Required action: In the records below, find the lines that include the string "also" and report how many there are, nothing else.

........

PR #140, opened 2019-06-20
Fix clang warning

phongt:
mirror change for clang compiler warnings.
```console
$ mkdir build
$ cd build
$ cmake -DCMAKE_C_COMPILER=clang-8 -DCMAKE_CXX_COMPILER=clang++-8 -DCMAKE_BUILD_TYPE=Debug -DWITH_DLT_TESTS=ON -DWITH_TESTSCRIPTS=ON -DWITH_DLT_UNIT_TESTS=ON -DWITH_SYSTEMD=ON -DWITH_SYSTEMD_JOURNAL=ON ..
$ make
```
 gtest_dlt_* are fine.

### DIFF
--- a/src/console/dlt-convert.c
+++ b/src/console/dlt-convert.c
@@ -343,7 +343,10 @@ int main(int argc, char *argv[])
 
                         if (end == (file.counter - 1)) {
                             /* Sleep if no new message was received */
-                            sleep(0.1);
+                            struct timespec req;
+                            req.tv_sec = 0;
+                            req.tv_nsec = 100000000;
+                            nanosleep(&req, NULL);
                         }
                         else {
                             /* set new end of log file and continue reading */
--- a/src/shared/dlt_offline_trace.c
+++ b/src/shared/dlt_offline_trace.c
@@ -147,10 +147,10 @@ void dlt_offline_trace_file_name(char *log_file_name, char *name, unsigned int i
 
     /* create log file name */
     memset(log_file_name, 0, DLT_OFFLINETRACE_FILENAME_MAX_SIZE * sizeof(char));
-    strncat(log_file_name, name, sizeof(DLT_OFFLINETRACE_FILENAME_BASE));
-    strncat(log_file_name, DLT_OFFLINETRACE_FILENAME_DELI, sizeof(DLT_OFFLINETRACE_FILENAME_DELI));
-    strncat(log_file_name, file_index, sizeof(file_index));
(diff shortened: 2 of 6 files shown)


src/shared/dlt_offline_trace.c
```diff
@@ -149,7 +149,7 @@ void dlt_offline_trace_file_name(char *log_file_name, char *name, unsigned int i
     memset(log_file_name, 0, DLT_OFFLINETRACE_FILENAME_MAX_SIZE * sizeof(char));
     strncat(log_file_name, name, sizeof(DLT_OFFLINETRACE_FILENAME_BASE));
     strncat(log_file_name, DLT_OFFLINETRACE_FILENAME_DELI, sizeof(DLT_OFFLINETRACE_FILENAME_DELI));
```
votrungchi: This is also size of the source.

src/console/dlt-convert.c
```diff
@@ -343,7 +343,7 @@ int main(int argc, char *argv[])
 
                         if (end == (file.counter - 1)) {
                             /* Sleep if no new message was received */
-                            sleep(0.1);
+                            usleep(100000);
```
ssugiura: Please use nanosleep instead to follow current POSIX standard.

src/shared/dlt_offline_trace.c
phongt: @votrungchi  
clang doesn't warn that line of code. 
But I changed to use the macro DLT_OFFLINETRACE_INDEX_MAX_SIZE and there also no warning anymore.

src/console/dlt-convert.c
phongt: Changed

src/shared/dlt_offline_trace.c
votrungchi: Well, because of clang does not know this actually the size of source - I think it only warns when we use sizeof(source). It's would be good if we recalculate the remaining sizeof log_file_name (like you did at next line) after every strncat(). 
Best Regards.

phongt: Ok. changed as your suggestion.

src/console/dlt-convert.c
```diff
@@ -343,7 +343,10 @@ int main(int argc, char *argv[])
 
                         if (end == (file.counter - 1)) {
                             /* Sleep if no new message was received */
-                            sleep(0.1);
+                            struct timespec req;
+                            req.tv_sec = 0;
+                            req.tv_sec = 100000000;
```
ssugiura: `req.tv_nsec = 100000000;`

phongt: thanks. fix the mistake.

........

Exercise result: 2